After this change this issue did not come back again.
Redis Client Connection Issue upon Cluster Restart
The Redis client applications are using the Redis cluster’s service IP to connect to the cluster. The client application is a Java application which uses Redisson
java client library to talk to the cluster. It looks like the client library use the service IP as the seed and get the IPs for all the nodes in the Redis cluster. After the completion of the initialization, the client will use individual node’s IP instead of the fronting service IP for further communication. If the Redis cluster has been restarted due to upgrade or other maintenance operations, the redis nodes in the cluster will be running on new IPs even though its service IP remains the same. The client applications end up holding connections with the old IP and running into redis connection errors.

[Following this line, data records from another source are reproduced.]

PR #711, opened 2021-12-02
Map kernel module path to cvx container

jbemmel:


hellt:
Hi @networkop is it safe to do that in all cases?

networkop:
only for the docker runtime. when running in ignite runtime, the ignite kernel image ships its own `/lib/modules` with stuff needed for CL.

PR #713, opened 2021-12-03
Use deterministic MACs for srl nodes

jbemmel:
By including the node index in the MAC address that starts with "1a:b0:" (LAB, first bit must be clear)

This allows for much easier reading of MAC tables; SRL will fill in the last 3 octets using FF:00:\<port\>


hellt:
thanks! makes lots of sense

PR #726, opened 2021-12-20
Add IXR d2l and d3l device types

jbemmel:


nodes/srl/topology/7220IXRD3L.yml
```diff
@@ -0,0 +1,13 @@
+# Copyright 2020 Nokia
+# Licensed under the BSD 3-Clause License.
+# SPDX-License-Identifier: BSD-3-Clause
+
+chassis_configuration:
+  "chassis_type"  : 73
```
hellt, line 6: Yaml formatting is broken here

hellt: fixed in 0537e25

Issue #668, opened 2021-10-25
swap embedded ssh transport with scrapligo


hellt:
to add support for most popular network oses

steiler:
@hellt what's the actual status?

hellt:
@steiler it is available for implementation.
although I'd say there is a first step that is more crucial to implement, that goes in parallel to what this issue describes.

We need to make sure clab has an option to configure the device(s) with the CLI commands upon the lab deployment.
In essence, this means that a user should be able to provide a file with CLI commands, or a list of such commands in a clab file and those commands need to be "pushed" to the relevant nodes as if they were typed in by an operator.
For this we need to leverage `scrapligo`.

Currently, we have a `.topology.nodes[node].config` structure that was designed to do complicated config templation stuff with clever things embedded, but I feel like it is far more important right now to deliver on the explained use case to make sure we have an easy way to provision network nodes with a config.

I was thinking of having a `clab config push` command that does that, as well as this functionality, can be reused to allow users to create an "over the top" config file that is applied once the lab is deployed automatically.
Think of it as a config that users want to add on top of the clab default config

kellerza:
This should be very close to what we need in containerlab - https://github.com/labctl/labctl/tree/main/utils/tx - it uses scrapligo where the standard driver reads .ssh/config for more advanced configurations (see [here](https://labctl.net/guide/config-engine-tx#transport))

It implements your idea of "config push" as "config send" and on top of that "config commit" (similar to what exists of config engine in containerlab) and "config compare" for SR OS and SRL kinds. You can also override these KindMaps for other kinds

PR #734, opened 2021-12-25
swap poc ssh transport with scrapligo

hellt:

PR #737, opened 2021-12-28
Scrapligo as transport

iprouteget:
This aims to replace the embedded SSH transport used for the `config` command with scrapligo's various network drivers (https://github.com/srl-labs/containerlab/issues/668).

This might have been more overkill, but I thought it would be neat to be able to set various driver options directly in the yaml file (e.g. username, password, ssh config, private key file, etc). At the same time, I wanted to make sure only certain options (e.g. most everything [here](https://github.com/scrapli/scrapligo/blob/0669a885e9a80c52f89fff2d35a10baa5fce1eab/driver/base/base.go#L27)) were available.

I still need to test among the various platforms, but this seems to work on crpd so far:

```
topology:
  kinds:
    crpd:
      enforce-startup-config: true
      startup-config: ./startup.conf
      driver:
        ssh-config-file: <path to my ssh config>
        secondary: clab123
        port: 22
```

I was able to then use the following command to push generated configs from templates using:

`sudo ~/test/containerlab/bin/containerlab config -t junos-routed-fabric.clab.yml template -p ./templates/ -l net-cfg`

This is my first ever PR to an open source project, so I welcome any and all scrutiny!


hellt:
Hey @iprouteget 
Awesome initiative! Without looking at the code yet I have a few suggestions

Let's move what you named a 'driver' config under the 'config.transport.scrapli' struct. 
The idea is to extend the existing config structure that currently has just Vars field with a transport container that will have configurations for various supported transports. Scrapli is one of them, but gnmi or scrapli-netconf will be the others

iprouteget:
Thanks @hellt! It's funny, I actually tried doing something similar the first time. Just to be clear of your plan, the file would look something like (as an example):

```
  nodes:
    sp1:
      kind: crpd
      image: crpd:21.3R1.9
      config:
        vars:
          var1: <value>
          var2: <value>
        transport:
          scrapli:
            ssh-config-file: <file path>
            username: <username>
          gnmi:
```
Which could be populated by at the node level or a higher up (e.g. Kinds) level?

hellt:
Yes, exactly like you showed in the snippet.
The config structure follows the usual descendency chain: defaults -> kind
-> node

Meaning that for example you could have defined a transport for the whole
crpd kind and it would have been inherited by all the crpd nodes.

The most specific config wins

iprouteget:
Sounds good. This latest push does the following:

- Create a struct `ConfigTransport` that includes any and all transports that could be available, starting with Scrapli for now. This is moved within the `ConfigDispatcher` struct so we can unmarshal within the `config` higher level key.
- Moves `transport/driver.go` file to `transport.go`. I think my intent is to allow containerlab to parse all specified transports (scrapli, gnmi, etc) and create the driver needed.
- Updates the json schema to include scrapli and available options.

I mentioned in a comment about setting default values when parsing the yaml file. I don't think the way I did it for scrapli's default port is best; I thought setting a struct tag would work, but I am probably missing something easy here.

kellerza:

To recover from this type of issues, we have added logic in the client applications to do the following when encountering Redis connection errors:
- Reinitialize the Redis cluster connection through the service IP
- Retry the failed Redis operations with specified retry count and interval
- Emit the Redis connection errors as custom metrics to DataDog
After these changes, we were able to know when these error happens, and whether it’s a lasting issue or not. So far, we have seen these as transient, and the system quickly recovered from these type of errors.
Any other issues you have seen with Redis cluster running in K8S environment? I would love to hear and learn from you.